Should U.S. Cut Venezuelan Oil Imports?

by Andres Oppenheimer

Some conservative members of the U.S. Congress are asking the Obama administration to impose economic sanctions against Venezuela, starting with a 10 percent cut in U.S. oil imports from that country.

But that would be a bad idea. There are much smarter things that the U.S. government could do.

"I would like to respectfully request that the United States government immediately reduce by at least 10 percent our oil imports from Venezuela," Miami congresswoman Ileana Ros-Lehtinen (R-Miami) wrote in a Feb. 18 letter to U.S. Secretary of State John Kerry.

In a later statement, she said the measure would "send a signal of support to those being oppressed" by Venezuelan President Nicolas Maduro. Congressman Mario Diaz Balart (R-Miami) supports the partial oil embargo idea, while other Republicans, including Sen. Marco Rubio are calling for unspecified U.S. sanctions against the Maduro government.

They say that the deaths of at least a dozen people who were demonstrating in peaceful marches, the country's recent expulsion of three U.S. diplomats, Maduro's censorship of the press, and the recent arrest of opposition leader Leopoldo Lopez require a stronger U.S. government response.

Many Latin American experts in Washington agree that the Obama administration cannot look the other way as peaceful protesters are massacred by government-supported armed thugs.

But critics say there are several reasons why cutting U.S. oil imports from Venezuela would be a bad idea.

First, a partial or total U.S. oil embargo would give Maduro a huge propaganda victory, because he would get precious ammunition to support his claims that he is the victim of a U.S. plot to oust him.

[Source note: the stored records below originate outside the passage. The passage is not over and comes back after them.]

PR #239, opened 2021-12-07
Fixed showing an Info Bar on a window via the window GUID

reduckted:
`GetFrameFromIdentifierAsync` always returned null, so `CreateAsync(string, InfoBarModel)` would never find the `IVsWindowFrame` and therefore would never create the `InfoBar`.


madskristensen:
Awesome. Thank you!!

PR #240, opened 2021-12-07
Methods to load and unload projects

reduckted:
The `Project` class now has some additional methods to load and unload projects.

Load a project:
```cs
await project.LoadAsync();
```

Unload a project:
```cs
await project.UnloadAsync();
```

Check if a project is loaded:
```cs
if (project.IsLoaded) { }
```

Loading or unloading a project seems to dispose of the underlying `IVsHierarchy` object, so I've added an internal `SolutionItem.Update()` method that can be used to give the SolutionItem a new `IVsHierarchyItem`.

I've also added a couple of commands to the demo extension to demonstrate the new functionality.


madskristensen:
Fantastic. Thanks!!

PR #242, opened 2021-12-10
Example of adding a toolbar to a tool window

reduckted:
This demonstrates how to add a toolbar to a tool window. 

Documentation for how to do this _without_ using the toolkit can be found here: https://docs.microsoft.com/en-us/visualstudio/extensibility/adding-a-toolbar-to-a-tool-window?view=vs-2022

Doing this _with_ the toolkit is basically the same. The toolbar is added by setting the `Toolbar` property on the internal `Pane` class of your tool window, because that's the class that inherits `ToolWindowPane`.

In this example, I've used a [`CommandPlacement`](https://docs.microsoft.com/en-us/visualstudio/extensibility/commandplacements-element?view=vs-2022) in the `.vsct` file to add the "Build Solution Async" command to the toolbar. The command also continues to appear in the "VSSDK Test Extension" menu. 

I've also added a new command to demonstrate one way that you can communicate between the toolbar and the tool window. As I've stressed in the comments, this should _not_ be considered a "best practice" or a "recommended" way to achieve that communication, but nor is it the wrong way. It's simply demonstrating that it is possible for a toolbar button to send messages to the tool window. 😄 

image

### DIFF
--- a/demo/VSSDK.TestExtension/Commands/SendMessageToRunnerWindowCommand.cs
+++ b/demo/VSSDK.TestExtension/Commands/SendMessageToRunnerWindowCommand.cs
@@ -1,0 +1,21 @@
+﻿using System.Threading.Tasks;
+using Community.VisualStudio.Toolkit;
+using Microsoft.VisualStudio.Shell;
+
+namespace TestExtension
+{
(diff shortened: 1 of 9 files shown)


madskristensen:
Awesome. Thanks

Maduro repeats this assertion daily, but has not yet shown solid evidence to support it.

Maduro's strategy - copied from Cuba's - is to "internationalize" the Venezuelan conflict, so that it is not seen at home and abroad as a clash between his government and the Venezuelan people, but as a conflict between a sovereign country and a foreign empire. A U.S. embargo on Venezuelan oil would help shift the focus to the latter ground, critics say.

Second, cutting oil imports from Venezuela would not have an immediate impact on the Venezuelan government, in part because much of Venezuela's oil exports to the United States have been sold months or years in advance through the so-called futures market. In addition, Venezuela could sell the embargoed oil to other countries.

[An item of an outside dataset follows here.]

PR #244, opened 2021-12-23
Analyzer for adding ComVisibleAttribute to DialogPage

reduckted:
This pull request introduces a new code analyzer. This analyzer will detect classes that inherit from `DialogPage` that do not have the `[ComVisible(true)]` attribute. That attribute is required if the class `DialogPage` needs to support profiles (and there's no harm adding it if profiles don't need to be supported). Without it, exporting settings will silently ignore the settings defined in the `DialogPage`.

Third, a U.S. oil embargo on Venezuela would not be easy to implement, because the U.S. government does not buy Venezuelan oil. Private U.S. companies import oil from Venezuela, just like they do from other oil-producing countries.

Imposing a partial U.S. embargo on Venezuelan oil imports would expose U.S. oil companies - mostly Chevron, the biggest U.S. investor in Venezuela's oil sector - to being nationalized by the Maduro government, says Jorge Pinon, a Latin American oil industry analyst with the University of Texas in Austin.

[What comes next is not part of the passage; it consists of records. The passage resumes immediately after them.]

PR #245, opened 2021-12-29
Hide code files that are included from the NuGet package

reduckted:
The toolkit includes an AssemblyInfo.cs file which ensures that the `ProvideCodeBase` attribute is applied to your extension. This file shows up in Solution Explorer, which is a bit confusing because it's not a file that you should edit.

image

I've added `Visible=false` metadata to the `Compile` item so that the file doesn't appear in Solution Explorer but is still included in the compilation.


madskristensen:
Excellent. Thank you!!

Fourth, even if oil sanctions managed to worsen Venezuela's already dire economic situation, they could hurt the Venezuelan people even more. Maduro may simply pass on the costs to Venezuelan consumers and blame "the U.S. empire," much like Cuba has been doing for the past five decades, critics say.

So what should the Obama Administration do? Most Latin America watchers in Washington agree that Obama should continue speaking out against Venezuela's attacks on democratic freedoms and human rights abuses, as is his duty under inter-American and United Nations conventions.

In addition, some propose that the Obama administration revoke the U.S. visas of key Venezuelan officials and their relatives, many of whom are multi-millionaires with houses in Miami, and vacation in Disneyworld. It seems like a trivial U.S. response, but it's a very effective one against embers of the so-called "Bolivarian bourgeoisie," supporters of these visa restrictions say.

My opinion: Oil embargoes work when much of the international community supports them, as is the case with Iran. But a unilateral U.S. oil embargo on Venezuela, even if partial, would give new propaganda ammunition to the Maduro government, without doing much to help the pro-democracy cause.

Washington should focus its energies on raising international diplomatic pressures on the Venezuelan government to free political prisoners and restore a separation of powers and press freedom in that country. And if the U.S. Congress decides that that's not enough, it should revoke the U.S. visas of Venezuelan government and military leaders. But an oil empargo, partial or total, would play into Maduro's hands.